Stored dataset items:

*****

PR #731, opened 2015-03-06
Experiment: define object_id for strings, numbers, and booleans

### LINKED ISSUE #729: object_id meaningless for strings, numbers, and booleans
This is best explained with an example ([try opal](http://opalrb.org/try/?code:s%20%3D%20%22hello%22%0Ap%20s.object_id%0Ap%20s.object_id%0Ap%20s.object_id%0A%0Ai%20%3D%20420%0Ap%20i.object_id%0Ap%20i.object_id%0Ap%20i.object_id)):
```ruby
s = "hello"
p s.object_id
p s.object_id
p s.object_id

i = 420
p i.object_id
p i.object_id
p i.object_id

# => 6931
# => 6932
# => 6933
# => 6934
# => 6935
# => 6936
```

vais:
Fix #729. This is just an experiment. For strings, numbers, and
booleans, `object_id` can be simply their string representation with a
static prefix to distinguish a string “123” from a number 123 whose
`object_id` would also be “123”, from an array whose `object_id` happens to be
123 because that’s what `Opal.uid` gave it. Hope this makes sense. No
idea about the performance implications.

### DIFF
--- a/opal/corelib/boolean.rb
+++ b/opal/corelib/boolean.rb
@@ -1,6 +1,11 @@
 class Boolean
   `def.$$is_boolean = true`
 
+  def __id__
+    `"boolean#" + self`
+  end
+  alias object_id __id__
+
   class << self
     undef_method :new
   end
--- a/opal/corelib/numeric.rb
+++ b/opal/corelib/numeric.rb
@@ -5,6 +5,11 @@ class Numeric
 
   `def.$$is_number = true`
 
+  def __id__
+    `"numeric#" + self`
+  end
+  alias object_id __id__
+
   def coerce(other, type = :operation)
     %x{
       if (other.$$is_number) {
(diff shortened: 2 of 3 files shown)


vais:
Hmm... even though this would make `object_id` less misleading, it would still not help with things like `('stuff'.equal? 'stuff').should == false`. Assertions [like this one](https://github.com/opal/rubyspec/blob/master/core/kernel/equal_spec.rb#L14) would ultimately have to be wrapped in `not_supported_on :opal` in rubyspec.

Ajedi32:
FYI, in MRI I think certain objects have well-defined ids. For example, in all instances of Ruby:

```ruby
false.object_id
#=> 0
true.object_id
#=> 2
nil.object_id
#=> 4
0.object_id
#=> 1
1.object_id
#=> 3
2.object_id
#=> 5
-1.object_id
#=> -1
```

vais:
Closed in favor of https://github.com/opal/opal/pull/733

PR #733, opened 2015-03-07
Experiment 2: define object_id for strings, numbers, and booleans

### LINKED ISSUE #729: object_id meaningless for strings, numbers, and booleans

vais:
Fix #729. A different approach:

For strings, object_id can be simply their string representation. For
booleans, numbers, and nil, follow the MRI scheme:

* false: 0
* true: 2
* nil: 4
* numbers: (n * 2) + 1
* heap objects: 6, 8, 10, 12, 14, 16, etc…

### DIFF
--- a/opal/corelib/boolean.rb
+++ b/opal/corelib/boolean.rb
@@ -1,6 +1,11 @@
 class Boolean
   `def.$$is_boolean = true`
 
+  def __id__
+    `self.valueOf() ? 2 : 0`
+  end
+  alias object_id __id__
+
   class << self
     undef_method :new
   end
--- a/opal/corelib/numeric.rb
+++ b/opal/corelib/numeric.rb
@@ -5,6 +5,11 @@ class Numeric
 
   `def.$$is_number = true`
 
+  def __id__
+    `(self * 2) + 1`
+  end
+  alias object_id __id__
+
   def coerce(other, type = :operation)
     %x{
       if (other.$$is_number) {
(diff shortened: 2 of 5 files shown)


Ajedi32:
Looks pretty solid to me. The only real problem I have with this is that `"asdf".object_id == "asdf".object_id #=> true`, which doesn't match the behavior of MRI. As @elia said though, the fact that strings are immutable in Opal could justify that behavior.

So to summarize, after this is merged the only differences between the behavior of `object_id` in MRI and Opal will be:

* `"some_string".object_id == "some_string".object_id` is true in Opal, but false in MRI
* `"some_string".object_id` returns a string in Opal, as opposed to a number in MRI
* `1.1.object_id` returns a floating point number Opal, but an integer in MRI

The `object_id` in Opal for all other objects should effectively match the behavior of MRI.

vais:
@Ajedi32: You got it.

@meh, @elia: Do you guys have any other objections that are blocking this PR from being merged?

*****

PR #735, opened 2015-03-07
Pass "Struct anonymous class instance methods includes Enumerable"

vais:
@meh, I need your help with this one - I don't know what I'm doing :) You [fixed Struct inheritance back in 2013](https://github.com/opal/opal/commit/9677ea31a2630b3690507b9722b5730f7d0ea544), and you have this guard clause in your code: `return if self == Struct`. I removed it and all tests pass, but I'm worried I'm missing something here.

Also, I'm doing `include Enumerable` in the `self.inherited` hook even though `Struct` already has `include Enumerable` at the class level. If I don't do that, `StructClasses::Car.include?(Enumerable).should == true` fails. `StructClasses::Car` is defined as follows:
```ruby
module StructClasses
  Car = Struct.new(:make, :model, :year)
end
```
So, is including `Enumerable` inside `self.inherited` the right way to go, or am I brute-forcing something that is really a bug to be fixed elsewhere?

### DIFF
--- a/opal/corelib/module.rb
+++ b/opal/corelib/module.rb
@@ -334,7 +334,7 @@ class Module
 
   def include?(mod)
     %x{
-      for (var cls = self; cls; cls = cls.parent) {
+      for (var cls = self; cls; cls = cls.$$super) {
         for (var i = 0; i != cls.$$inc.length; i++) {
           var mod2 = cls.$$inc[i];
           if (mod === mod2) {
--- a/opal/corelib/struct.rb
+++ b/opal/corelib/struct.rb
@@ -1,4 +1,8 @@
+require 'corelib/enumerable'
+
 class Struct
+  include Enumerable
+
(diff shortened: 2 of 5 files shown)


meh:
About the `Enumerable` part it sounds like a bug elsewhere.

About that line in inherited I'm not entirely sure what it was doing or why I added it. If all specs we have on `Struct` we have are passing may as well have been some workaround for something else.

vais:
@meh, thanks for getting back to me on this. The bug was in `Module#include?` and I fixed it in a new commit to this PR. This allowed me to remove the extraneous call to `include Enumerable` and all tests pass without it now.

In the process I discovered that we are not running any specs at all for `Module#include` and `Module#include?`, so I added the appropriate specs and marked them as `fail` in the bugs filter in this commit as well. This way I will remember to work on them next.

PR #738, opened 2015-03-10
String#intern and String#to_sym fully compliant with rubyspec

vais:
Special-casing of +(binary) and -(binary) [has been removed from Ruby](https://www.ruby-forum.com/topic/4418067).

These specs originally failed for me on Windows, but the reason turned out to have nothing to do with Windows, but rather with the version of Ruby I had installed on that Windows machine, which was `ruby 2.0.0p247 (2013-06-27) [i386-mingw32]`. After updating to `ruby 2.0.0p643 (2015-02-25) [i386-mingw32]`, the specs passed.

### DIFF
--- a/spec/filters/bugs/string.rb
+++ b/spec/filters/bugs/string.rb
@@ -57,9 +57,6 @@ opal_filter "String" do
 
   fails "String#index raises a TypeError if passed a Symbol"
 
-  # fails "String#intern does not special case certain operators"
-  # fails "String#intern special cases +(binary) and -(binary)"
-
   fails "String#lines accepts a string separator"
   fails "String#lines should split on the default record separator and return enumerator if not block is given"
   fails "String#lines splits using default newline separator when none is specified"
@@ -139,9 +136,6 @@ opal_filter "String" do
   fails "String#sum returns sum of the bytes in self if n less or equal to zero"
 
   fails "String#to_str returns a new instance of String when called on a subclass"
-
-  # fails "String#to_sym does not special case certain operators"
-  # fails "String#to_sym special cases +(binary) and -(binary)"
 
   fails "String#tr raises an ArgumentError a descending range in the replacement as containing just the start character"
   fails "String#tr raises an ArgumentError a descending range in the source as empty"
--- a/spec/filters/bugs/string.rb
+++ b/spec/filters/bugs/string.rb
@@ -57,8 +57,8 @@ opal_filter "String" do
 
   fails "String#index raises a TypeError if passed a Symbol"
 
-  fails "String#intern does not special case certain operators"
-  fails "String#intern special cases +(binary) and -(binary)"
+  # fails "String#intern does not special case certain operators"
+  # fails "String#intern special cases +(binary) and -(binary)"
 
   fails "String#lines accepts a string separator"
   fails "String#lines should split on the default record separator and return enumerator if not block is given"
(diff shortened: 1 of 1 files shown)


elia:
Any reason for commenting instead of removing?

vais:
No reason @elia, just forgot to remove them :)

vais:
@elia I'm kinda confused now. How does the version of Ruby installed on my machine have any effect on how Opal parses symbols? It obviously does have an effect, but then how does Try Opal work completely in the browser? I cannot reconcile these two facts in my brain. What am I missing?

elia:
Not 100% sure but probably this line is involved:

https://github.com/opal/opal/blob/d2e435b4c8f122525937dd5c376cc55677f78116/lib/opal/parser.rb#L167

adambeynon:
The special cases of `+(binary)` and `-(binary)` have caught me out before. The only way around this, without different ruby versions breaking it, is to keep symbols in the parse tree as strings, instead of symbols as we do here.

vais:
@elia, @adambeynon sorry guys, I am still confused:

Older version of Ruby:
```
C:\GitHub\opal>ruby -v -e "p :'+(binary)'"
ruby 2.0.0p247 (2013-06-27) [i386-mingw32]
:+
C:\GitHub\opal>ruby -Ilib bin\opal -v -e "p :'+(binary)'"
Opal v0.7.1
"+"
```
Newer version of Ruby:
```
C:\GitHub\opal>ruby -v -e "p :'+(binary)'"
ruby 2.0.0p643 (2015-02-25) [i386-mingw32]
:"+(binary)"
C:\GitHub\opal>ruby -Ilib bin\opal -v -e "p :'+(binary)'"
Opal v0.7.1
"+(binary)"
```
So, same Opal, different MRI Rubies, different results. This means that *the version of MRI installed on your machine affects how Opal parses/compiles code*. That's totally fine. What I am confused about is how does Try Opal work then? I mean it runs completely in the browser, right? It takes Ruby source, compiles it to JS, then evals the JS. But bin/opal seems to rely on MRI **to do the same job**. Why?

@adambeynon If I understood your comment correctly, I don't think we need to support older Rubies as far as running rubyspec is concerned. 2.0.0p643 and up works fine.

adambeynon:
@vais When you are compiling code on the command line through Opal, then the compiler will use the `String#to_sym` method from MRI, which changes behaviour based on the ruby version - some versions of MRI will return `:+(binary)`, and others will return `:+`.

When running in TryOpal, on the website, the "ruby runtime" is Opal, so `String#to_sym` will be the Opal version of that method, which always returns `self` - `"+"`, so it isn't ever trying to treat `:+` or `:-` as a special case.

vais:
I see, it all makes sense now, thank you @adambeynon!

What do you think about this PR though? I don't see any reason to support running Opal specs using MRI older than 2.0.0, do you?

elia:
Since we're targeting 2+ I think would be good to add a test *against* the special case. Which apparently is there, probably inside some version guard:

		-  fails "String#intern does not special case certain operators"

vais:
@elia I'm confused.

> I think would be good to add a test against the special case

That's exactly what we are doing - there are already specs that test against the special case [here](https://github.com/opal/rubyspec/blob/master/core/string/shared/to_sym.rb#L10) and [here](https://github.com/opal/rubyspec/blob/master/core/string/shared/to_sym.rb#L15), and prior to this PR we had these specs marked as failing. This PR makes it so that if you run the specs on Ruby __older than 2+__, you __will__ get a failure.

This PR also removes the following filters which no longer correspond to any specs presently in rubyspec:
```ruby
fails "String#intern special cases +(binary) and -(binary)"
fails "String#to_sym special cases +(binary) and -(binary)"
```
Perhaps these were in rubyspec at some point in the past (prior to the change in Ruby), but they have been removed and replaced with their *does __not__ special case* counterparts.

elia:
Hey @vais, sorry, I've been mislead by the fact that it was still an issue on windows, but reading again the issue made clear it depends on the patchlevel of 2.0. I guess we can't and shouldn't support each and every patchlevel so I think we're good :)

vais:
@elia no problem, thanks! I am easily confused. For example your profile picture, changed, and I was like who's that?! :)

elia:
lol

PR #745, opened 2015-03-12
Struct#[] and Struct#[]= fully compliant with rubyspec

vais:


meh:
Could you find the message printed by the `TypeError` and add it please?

*****

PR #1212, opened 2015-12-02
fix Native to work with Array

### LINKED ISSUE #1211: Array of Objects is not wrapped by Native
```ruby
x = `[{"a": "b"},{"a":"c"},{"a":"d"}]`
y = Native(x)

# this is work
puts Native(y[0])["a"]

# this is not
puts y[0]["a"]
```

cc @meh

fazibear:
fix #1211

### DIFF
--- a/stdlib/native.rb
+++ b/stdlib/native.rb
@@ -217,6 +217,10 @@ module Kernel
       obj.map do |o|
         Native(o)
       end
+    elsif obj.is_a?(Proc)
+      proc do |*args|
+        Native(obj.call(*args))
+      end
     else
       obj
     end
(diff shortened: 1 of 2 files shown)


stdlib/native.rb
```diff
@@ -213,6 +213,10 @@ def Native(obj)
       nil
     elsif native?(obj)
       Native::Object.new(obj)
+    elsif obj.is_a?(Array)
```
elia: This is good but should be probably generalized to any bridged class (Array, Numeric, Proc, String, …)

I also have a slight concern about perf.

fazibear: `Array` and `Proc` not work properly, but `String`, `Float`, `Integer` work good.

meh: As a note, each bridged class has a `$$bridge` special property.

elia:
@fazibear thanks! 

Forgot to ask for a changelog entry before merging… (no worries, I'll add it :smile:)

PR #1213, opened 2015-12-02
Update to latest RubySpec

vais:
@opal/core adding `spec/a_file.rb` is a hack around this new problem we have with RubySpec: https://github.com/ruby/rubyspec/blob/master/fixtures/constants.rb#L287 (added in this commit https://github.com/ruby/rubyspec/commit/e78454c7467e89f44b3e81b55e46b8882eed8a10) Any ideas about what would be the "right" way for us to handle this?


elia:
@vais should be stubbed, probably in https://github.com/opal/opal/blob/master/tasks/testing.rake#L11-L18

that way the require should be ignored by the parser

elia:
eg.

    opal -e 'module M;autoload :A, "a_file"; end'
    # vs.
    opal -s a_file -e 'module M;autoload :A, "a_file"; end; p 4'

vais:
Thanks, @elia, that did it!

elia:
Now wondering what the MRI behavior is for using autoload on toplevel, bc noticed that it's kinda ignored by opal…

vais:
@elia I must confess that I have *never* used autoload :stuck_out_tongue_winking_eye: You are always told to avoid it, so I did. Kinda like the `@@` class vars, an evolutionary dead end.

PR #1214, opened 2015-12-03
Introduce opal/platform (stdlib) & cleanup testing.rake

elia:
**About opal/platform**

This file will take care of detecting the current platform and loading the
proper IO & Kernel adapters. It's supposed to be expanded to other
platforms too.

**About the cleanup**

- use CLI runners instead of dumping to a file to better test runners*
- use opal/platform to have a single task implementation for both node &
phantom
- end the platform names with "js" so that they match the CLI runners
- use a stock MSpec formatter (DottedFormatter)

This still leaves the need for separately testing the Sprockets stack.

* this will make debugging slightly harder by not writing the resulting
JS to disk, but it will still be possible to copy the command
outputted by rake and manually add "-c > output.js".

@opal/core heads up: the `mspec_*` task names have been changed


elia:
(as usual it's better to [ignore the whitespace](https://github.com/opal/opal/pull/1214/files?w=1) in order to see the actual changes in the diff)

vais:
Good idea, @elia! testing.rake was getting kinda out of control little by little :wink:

*****

Prompt: After locating the line with "So, is including" above, return that line and every later line through the one with "a bug elsewhere.", word for word and with nothing else.

Response area:
So, is including `Enumerable` inside `self.inherited` the right way to go, or am I brute-forcing something that is really a bug to be fixed elsewhere?

### DIFF
--- a/opal/corelib/module.rb
+++ b/opal/corelib/module.rb
@@ -334,7 +334,7 @@ class Module
 
   def include?(mod)
     %x{
-      for (var cls = self; cls; cls = cls.parent) {
+      for (var cls = self; cls; cls = cls.$$super) {
         for (var i = 0; i != cls.$$inc.length; i++) {
           var mod2 = cls.$$inc[i];
           if (mod === mod2) {
--- a/opal/corelib/struct.rb
+++ b/opal/corelib/struct.rb
@@ -1,4 +1,8 @@
+require 'corelib/enumerable'
+
 class Struct
+  include Enumerable
+
(diff shortened: 2 of 5 files shown)


meh:
About the `Enumerable` part it sounds like a bug elsewhere.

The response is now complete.